When the momentum of a photon is changed by an amount p'. The corresponding change in the di-Broglie wavelength is found to be 0.2% . Then, the original momentum of the photon was

To solve the problem, we need to determine the original momentum of the photon given that the change in the de Broglie wavelength is 0.2%. ### Step-by-Step Solution: 1. **Understand the relationship between momentum and de Broglie wavelength**: The de Broglie wavelength (\( \lambda \)) of a photon is given by the formula: \[ \lambda = \frac{h}{p} \] where \( h \) is Planck's constant and \( p \) is the momentum of the photon. 2. **Differentiate the equation**: To find the change in wavelength with respect to momentum, we differentiate both sides of the equation: \[ d\lambda = -\frac{h}{p^2} dp \] This shows that a change in momentum (\( dp \)) will result in a change in wavelength (\( d\lambda \)). 3. **Relate the changes**: We can express the relative change in wavelength as: \[ \frac{d\lambda}{\lambda} = -\frac{h}{p^2} \cdot \frac{dp}{p} \] 4. **Substitute the given values**: We know that the percentage change in wavelength is given as 0.2%, which can be expressed as: \[ \frac{d\lambda}{\lambda} = \frac{0.2}{100} = 0.002 \] Therefore, we can write: \[ 0.002 = -\frac{h}{p^2} \cdot \frac{dp}{p} \] 5. **Substituting \( dp \)**: Let \( dp = p' \) (the change in momentum). Rearranging gives: \[ 0.002 = -\frac{h}{p^2} \cdot \frac{p'}{p} \] 6. **Rearranging the equation**: Rearranging the equation to solve for \( p \): \[ p = -\frac{h}{0.002 p'} \cdot p^2 \] This can be simplified to: \[ p = \frac{h}{0.002 p'} \] 7. **Substituting Planck's constant**: The value of Planck's constant \( h \) is approximately \( 6.626 \times 10^{-34} \, \text{Js} \).
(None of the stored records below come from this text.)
Issue #11923, opened 2016-07-08
AttributeBehavior should be able to respect current attributes values


Kolyunya:
I would like to propose an improvement to an `AttributeBehavior` which will allow it to respect current attributes values. The behavior should update only non-empty attributes when a special flag like `skipUpdateOnFilled` is set to `true`. This won't break the BC if we set this flag to `false` by default.

Use-case: `Page` entity has three attributes: `meta_title`, `meta_description`, `meta_keywords`. We need to copy `title` to each of the attributes _only if_ they are empty. This will allow users to set some of them manually and to let the behavior fill the others.

The behavior should be defined like this:

``` php
[
    'class' => AttributeBehavior::className(),
    'skipUpdateOnFilled' => true,
    'attributes' => [
        self::EVENT_AFTER_VALIDATE => [
            'meta_title',
            'meta_description',
            'meta_keywords',
        ],
    ],
    'value' => function ($event) {
        return $event->sender->title;
    },
],
```

At the moment the `AttributeBehavior` won't allow you to achieve this behavior. The only workaround is to add three behaviors for each attribute with custom `value` which will check if the corresponding attribute is empty or not.

The problem can't be solved even by extending the base behavior without copy-pasting the `evaluateAttributes()` method.

samdark:
@yiisoft/core-developers thoughts?

I think it could be useful.

Kolyunya:
By the way the `SluggableBehavior::immutable` illustrates that the option I propose is *really* needed.

SilverFire:
Good idea, could be implemented.

@Kolyunya, would you like to submit a PR?

Kolyunya:
@SilverFire thank you! I've already did a pull request: #11969. It needs a review.

PR #11969, opened 2016-07-17
Enhance `yii\behaviors\AttributeBehavior`

Kolyunya:
| Q | A |
| --- | --- |
| Is bugfix? | no |
| New feature? | yes |
| Breaks BC? | no |
| Tests pass? | yes |
| Fixed issues | #11923 |

`AttributeBehavior` can preserve current attribute values now.
Basic tests coverage is included.

### DIFF
--- a/framework/behaviors/AttributeBehavior.php
+++ b/framework/behaviors/AttributeBehavior.php
@@ -86,6 +86,11 @@ class AttributeBehavior extends Behavior
      * @since 2.0.8
      */
     public $skipUpdateOnClean = true;
+    /**
+     * @var boolean whether to skip attribute update when it is not empty
+     * @since 2.0.10
+     */
+    public $skipUpdateOnFilled = false;
 
 
     /**
@@ -118,6 +123,10 @@ class AttributeBehavior extends Behavior
             foreach ($attributes as $attribute) {
                 // ignore attribute names which are not string (e.g. when set by TimestampBehavior::updatedAtAttribute)
                 if (is_string($attribute)) {
+                    // skip attribute update when it is not empty and the corresponding mode is enabled
+                    if ($this->skipUpdateOnFilled && !empty($this->owner->$attribute)) {
+                        continue;
+                    }
                     $this->owner->$attribute = $value;
                 }
             }
--- a/tests/framework/behaviors/AttributeBehaviorTest.php
+++ b/tests/framework/behaviors/AttributeBehaviorTest.php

Substituting this value: \[ p = \frac{6.626 \times 10^{-34}}{0.002 p'} \] 8. **Final calculation**: Simplifying further gives: \[ p = \frac{6.626 \times 10^{-34}}{0.002} \cdot \frac{1}{p'} = 3.313 \times 10^{-32} \cdot \frac{1}{p'} \] Therefore, the original momentum \( p \) can be expressed as: \[ p = 500 p' \] ### Conclusion: The original momentum of the photon was \( 500 p' \).